The harsh economic climate, which has resulted in the slowdown of business activities, may have forced the Federal Government to reduce its projected independent revenue from N1.5tn in 2016 to N1.2tn.

Independent revenues of government are funds generated by agencies as captured by the Fiscal Responsibility Act of 2007, which stipulates that any government agency that generates revenue must remit 80 per cent of their operating surplus to the Consolidated Revenue Fund account.

Some of these agencies are the Central Bank of Nigeria, Nigeria Deposit Insurance Corporation, Securities and Exchange Commission, Nigerian Shippers Council, Nigerian Export Promotion Council, National Health Insurance Scheme, Nigerian Civil Aviation Authority, and Nigerian Communication Commission.

The reduction is part of the proposals contained in the Medium Term Expenditure Framework and Fiscal Strategy Paper, which has been submitted by the executive to the National Assembly.

The MTEF, which is currently before the National Assembly and awaiting legislative approval, provides the basis for annual budget planning and consists of a macroeconomic framework that indicates fiscal targets, estimates, revenues and expenditure, including government financial obligations in the medium term.

The document, prepared by the Ministry of Budget and National Planning, also sets out the underlying assumptions for these projections; provide an evaluation and analysis of the previous budget; and present an overview of consolidated debt and potential fiscal risks.

In the document, a copy of which was obtained by our correspondent in Abuja, the Federal Government said the current economic realities had necessitated a downward review of the independent government revenue.

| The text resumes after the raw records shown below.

Issue #152, opened 2023-01-30
UW-16


j-derrico:
**Description**

As a model user, I want to configure a field table file for the model with a YAML config object.
[https://jira-epic.woc.noaa.gov/browse/UW-16](https://jira-epic.woc.noaa.gov/browse/UW-16)
Scheduled for UW Sprint 7.2 ending 17 February 2023

The model requires a diag table file at run time. Its content is mostly dictable, but it doesn't follow a standard convention, instead it uses syntax like that described [here](https://confluence-epic.woc.noaa.gov/display/UW/UFS+Weather+Model+Configuration+File+Types). Include a class that will write this format from a Configuration object. There is no need to parse this content at this time.

**Acceptance Criteria (Definition of Done)**

GIVEN: A configuration object with exactly to correct entries.
WHEN: The user runs set_config.py with a field table output file (or syntax).
THEN: The output is formulated with syntax expected by a field table.

GIVEN: A configuration object with more entries than needed for the field table
WHEN: The user runs set_config.py with a field table output file (or dry run).
THEN: The tool knows which key/value pairs to translate to field table syntax for the final product.

GIVEN: A configuration object does not contain enough information needed for a field table.
WHEN: The user runs set_config.py with a field table output file (or dry-run).
THEN: The tool knows which key/value pairs to translate to field table syntax and does that as it creates the final product.

GIVEN: A user wants to see what fields are necessary for a field table
WHEN: The user provides a flag (maybe named show_me)
THEN: Then help is printed to the screen to give guidance on the fields necessary for the field table.

WeirAE:
Note that the initial tasks are complete in PR #16, however an additional AC to fulfill requirements of a user interface is needed to close this issue. An additional PR will be performed to complete that.

christinaholtNOAA:
Comments summarizing in person discussion:

For the CLI on this one, we'll modifying set_config.py.

I've opened an example branch with pseudocode here: https://github.com/ufs-community/workflow-tools/tree/fieldtable_set_config_example

This work will likely add 3 flags for in, config, out file type that are optional. If file type flags are not provided, get info from suffix. If they are different (suffix or flag), convert the Config object type to the output.

WeirAE:
Completed by #161

PR #161, opened 2023-02-23
UW-16 Update to use existing behavior under set_config.py

WeirAE:
**Description**
Additional changes move the FieldTableConfig() under set_config.py for command line access and consistency of file handling. Replication of the test_config.py test under test_set_config.py ensures consistent behavior. Completes expanded requirements under #152 

**Type of change**

**How Has This Been Tested?**

- [ ] Tests on Ubuntu OS

**Checklist**

### DIFF
--- a/src/uwtools/set_config.py
+++ b/src/uwtools/set_config.py
@@ -42,11 +42,6 @@ def parse_args(argv):
     )
 
     parser.add_argument(
-        '--in_file_type',
-        help='Optional input file type',
-    )
-
-    parser.add_argument(
         '-o', '--outfile',
         help='Full path to output file. If different from input, will will perform conversion.\
             For field table output, specify model such as "field_table.FV3_GFS_v16"',
@@ -61,11 +56,6 @@ def parse_args(argv):
         '-c', '--config_file',
         help='Optional path to configuration file. Accepts YAML, bash/ini or namelist',
         type=path_if_file_exists,
-    )
-
-    parser.add_argument(
-        '--config_file_type',
-        help='Optional config file type override',
     )
 
     parser.add_argument(
@@ -99,16 +89,14 @@ def create_config_obj(argv):
     elif infile_type == ".nml":
         config_obj = config.F90Config(user_args.input_base_file)
 
-    elif infile_type == "field_table":
-        config_obj = config.FieldTableConfig()
-
     else:
         print("Set config failure: bad file type")
 
-    if user_args.config_file:
-        config_file_type = user_args.config_file_type or get_file_type(user_args.config_file)
 
-        if config_file_type in [".yaml", ".yml", "YML", "field_table"]:
+    if user_args.config_file:
+        config_file_type = get_file_type(user_args.config_file)
+
+        if config_file_type in [".yaml", ".yml"]:
             user_config_obj = config.YAMLConfig(user_args.config_file)
             config_file_type = ".yaml"
 
--- a/src/uwtools/set_config.py
+++ b/src/uwtools/set_config.py
@@ -112,21 +112,17 @@ def create_config_obj(argv):
     if user_args.outfile:
         outfile_type = get_file_type(user_args.outfile)
         if outfile_type != infile_type:
-            if outfile_type in [".yaml", ".yml"] and infile_type != ".yaml":
+            if outfile_type in [".yaml", ".yml"]:
                 out_object = config.YAMLConfig()
-                out_object.update(config_obj.data)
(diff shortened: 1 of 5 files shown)


src/uwtools/set_config.py
```diff
@@ -39,50 +39,73 @@ def parse_args(argv):
         help='Path to a config base file.',
         required=True,
         type=path_if_file_exists,
-        )
+    )
+
+    parser.add_argument(
+        '--in_file_type',
+        help='Optional input file type',
+    )
```
christinaholtNOAA, line 47: These three args should have some options for what the user can choose, recalling that we can't parse an input Field Table.

src/uwtools/set_config.py
```diff
@@ -39,50 +39,73 @@ def parse_args(argv):
...
     else:
         print("Set config failure: bad file type")
 
-
     if user_args.config_file:
-        config_file_type = get_file_type(user_args.config_file)
+        config_file_type = user_args.config_file_type or get_file_type(user_args.config_file)
 
-        if config_file_type in [".yaml", ".yml"]:
+        if config_file_type in [".yaml", ".yml", "YML", "field_table"]:
```
christinaholtNOAA, line 108: We won't be able to parse a field_table.

src/uwtools/set_config.py
```diff
@@ -94,7 +117,13 @@ def create_config_obj(argv):
         config_obj.update_values(user_config_obj)
 
     if user_args.outfile:
-        config_obj.dump_file(user_args.outfile)
+        outfile_type = user_args.out_file_type or pathlib.Path(user_args.outfile).suffix
```
christinaholtNOAA, line 120: For consistency, maybe this one should also call `get_file_type`?

src/uwtools/set_config.py
```diff
@@ -94,7 +117,13 @@ def create_config_obj(argv):
...
+        if outfile_type == "field_table":
+            out_object = config.FieldTableConfig()
+            out_object.update(config_obj)
+        else:
```
christinaholtNOAA, line 124: When we chatted about this, we'd mentioned that this could be converted to any output object type. It would be nice to apply the same sort of logic as above to determine what sort of output config object should be created, not just handling the Field Table case.

That gives us a lot of flexibility, including what we need for the Field Table.

christinaholtNOAA (commented):
This looks pretty good! Just a few comments below.

I'm also concerned about the addition of files that have already been added, e.g., the fixtures, `config.py`, and `test_config.py`. Are you working from the same branch that was merged in the last PR?

Perhaps you could try to rebase on the current develop branch to trim this down to just the new additions since last time?

src/uwtools/set_config.py
WeirAE: It is a little tough to say, as the FieldTableConfig just handles field tables, but I think generalizing it here and adjusting as we add more table types later. There are some complexities in the logic, since the bash process reads INI and outputs SH, but I think I can resolve it fairly quickly

src/uwtools/set_config.py
WeirAE: Ah, that's a remnant of the original pseudocode, I had meant to remove it - thanks for catching me!

src/uwtools/set_config.py
WeirAE: I was going to put that into --values_needed, but you're right, the help description would be better

src/uwtools/set_config.py
WeirAE: There is a weird issue on outfile, as if the outfile is set to a temp directory it will fail os.path.exists(arg) - let me see if I can sort it under get_file_type

WeirAE: Got it - get_file_type doesn't need to call path_if_file_exists as that is already checked by the arg call

src/uwtools/set_config.py
WeirAE: Got it - fixing by standardizing expected infile_types with multiple options, so the config should now only trigger on intentional changes

src/uwtools/set_config.py
WeirAE: Also removing the type overrides as this is fixed by the other fix

src/uwtools/set_config.py
WeirAE: Fixed with improved logic

christinaholtNOAA (dismissed):
LGTM once the linter is made happy.

christinaholtNOAA (approved):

It listed some of the factors that might affect revenue projections in the 2017 fiscal period as slowdown of economic activities, which would affect tax revenue; insurgency in the North-East; lags in fiscal spending; the issue of climate change, which would affect revenue based on agricultural productivity.

The document read in part, “Government recognises the potential implications of a strong non-oil revenue drive and is, therefore, working to ensure proper coordination of its policies in a manner that will not be counterproductive or distort medium-term fiscal projection.

“Slowdown in economic activities as well as insurgency in parts of the North-East remains potential risks to non-oil revenue. While insurgency contributes to the moderation of taxable activities around the region, lags in fiscal spending in critical economic sectors resulting from shortfalls may drag activities in the real sector with implications for government tax revenues as well as social welfare.

“There are also concerns about climate change effects on rainfall, and consequently, on agricultural productivity with spillover effects on food imports, forex demand and current account balances.

“Proactive flood and drought risk assessment, prevention and control measures as well as other potential damage-mitigation measures are being deployed in order to effectively curb the risks of drastic weather changes in the medium term.”

To guard against an unrealistic budget framework, the report explained that revenue projections had been carefully determined, factoring the developments in the international oil market, actual non-oil revenue performances, domestic oil sector developments and reforms.

The Minister of Finance, Mrs. Kemi Adeosun, had stated that the Federal Government would reduce the level of revenue leakages by making the revenue generating agencies more efficient.

She said a circular had been issued on the approved template for the computation of operating surpluses of revenue generating agencies.

She said henceforth, the ministry would not allow any revenue generating agency to incur what she described as “non-allowable expenses in the computation of operating surpluses.”

These non-allowable expenses, according to her, are salary and staff loans in excess of approved scale by National Salaries, Incomes and Wages Commission; monetisation of medical and other allowances; expenditure in excess of approved limit; and donations to individuals, political and charitable organisations.

The minister said the agencies had also been mandated to disclose additional information in their financial statements such as expenses incurred on behalf of supervisory or regulatory agencies.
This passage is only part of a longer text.